We should be prepared when we are away from home, too. We can pack a small, insulated cooler to take to work each day. We can have some premeasured bags of nuts or some protein bars in our desk drawers, the glove compartments of our cars, and in our purses or fanny packs. We should eat something low carb and filling before we go to a party so we don’t arrive hungry, and we should have some emergency low carb rations secreted somewhere so that we can whip them out if the high carb foods at the social gathering begin to tempt us.

We should not apologize or explain or compromise our pattern of eating for anyone. We should answer only to ourselves, and only do what is best for us.


When We’re Tempted To Cheat

We’ve made the decision that we’re going to succeed, that we’re going to lose weight and become healthier. We’ve prepared by stocking the refrigerator, the freezer, our purses, our briefcases, our glove compartments, and our desks. We’ve got it made in the shade, but…. we are still going to be tempted to cheat sometimes.

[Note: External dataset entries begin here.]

PR #2204, opened 2024-10-12
Chore/metrics advanced

pitoniak32:
Issue That prompted these changes: https://github.com/open-telemetry/opentelemetry-rust/issues/1060

References:
- mention of wanting alternate Temporality example: https://github.com/open-telemetry/opentelemetry-rust/issues/1060#issuecomment-1834421336
- mention of duplication in benches: https://github.com/open-telemetry/opentelemetry-rust/pull/1057#discussion_r1205798111

## Changes
`DeltaTemporalitySelector`:
- Moving the `DeltaTemporalitySelector` to same file as `DefaultTemporalitySelector`.
- make the visibility of the struct `pub` so its usable for pipeline setup.

Example:
- Update the advanced metrics example to use `DeltaTemporalitySelector`.

### DIFF
--- a/examples/metrics-advanced/src/main.rs
+++ b/examples/metrics-advanced/src/main.rs
@@ -1,6 +1,7 @@
 use opentelemetry::global;
 use opentelemetry::Key;
 use opentelemetry::KeyValue;
+use opentelemetry_sdk::metrics::reader::DeltaTemporalitySelector;
 use opentelemetry_sdk::metrics::{
     Aggregation, Instrument, PeriodicReader, SdkMeterProvider, Stream,
 };
@@ -44,7 +45,11 @@ fn init_meter_provider() -> opentelemetry_sdk::metrics::SdkMeterProvider {
         }
     };
 
-    let exporter = opentelemetry_stdout::MetricsExporterBuilder::default().build();
+    // Build exporter using Delta Temporality.
+    let exporter = opentelemetry_stdout::MetricsExporterBuilder::default()
+        .with_temporality_selector(DeltaTemporalitySelector::new())
+        .build();
+
     let reader = PeriodicReader::builder(exporter, runtime::Tokio).build();
     let provider = SdkMeterProvider::builder()
         .with_reader(reader)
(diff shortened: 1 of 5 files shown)


opentelemetry-otlp/src/metric.rs
```diff
@@ -169,7 +169,7 @@ where
     ///
     /// [exporter-docs]: https://github.com/open-telemetry/opentelemetry-specification/blob/a1c13d59bb7d0fb086df2b3e1eaec9df9efef6cc/specification/metrics/sdk_exporters/otlp.md#additional-configuration
     pub fn with_delta_temporality(self) -> Self {
-        self.with_temporality_selector(DeltaTemporalitySelector)
+        self.with_temporality_selector(DeltaTemporalitySelector::new())
```
cijothomas, line 172: the future of these methods in OTLP crate is unknown based on https://github.com/open-telemetry/opentelemetry-rust/pull/1811
However, this change itself is fine.

examples/metrics-advanced/src/main.rs
```diff
@@ -44,7 +45,11 @@ fn init_meter_provider() -> opentelemetry_sdk::metrics::SdkMeterProvider {
         }
     };
 
-    let exporter = opentelemetry_stdout::MetricsExporterBuilder::default().build();
+    // Build exporter using Delta Temporality.
```
cijothomas, line 48: While the concept is somewhat advanced, it is a common ask. Could you make this in the metrics-basic itself, as a code comment, so users can pick between delta vs cumulative by removing commented out code?

(It is possible that we'll have different ways to configure this in the future, but this change is still very good)

cijothomas (approved):
LGTM.
If you can make the change in metrics-basic, that'd be sweet. It is okay to do it in a follow up as well.

pitoniak32:
> LGTM.
> 
> If you can make the change in metrics-basic, that'd be sweet. It is okay to do it in a follow up as well.

Awesome! I will make the requested changes for this tomorrow for the example.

We can “just say no,” but we really need to go further than that. We need to analyze why we’re tempted at that particular time. Are we bored? Are we too tired? Are we lonely or afraid or angry? This is where the really hard, often uncomfortable work starts. We need to allow ourselves to feel the uncomfortable feelings, to understand why we feel them, and to ride them out. It’s similar to driving through a long, dark, scary tunnel. We’ll never see the light at the end if we don’t travel through it. In the long run, it’s worth all the effort.

Watch out for those potholes. Drive around them.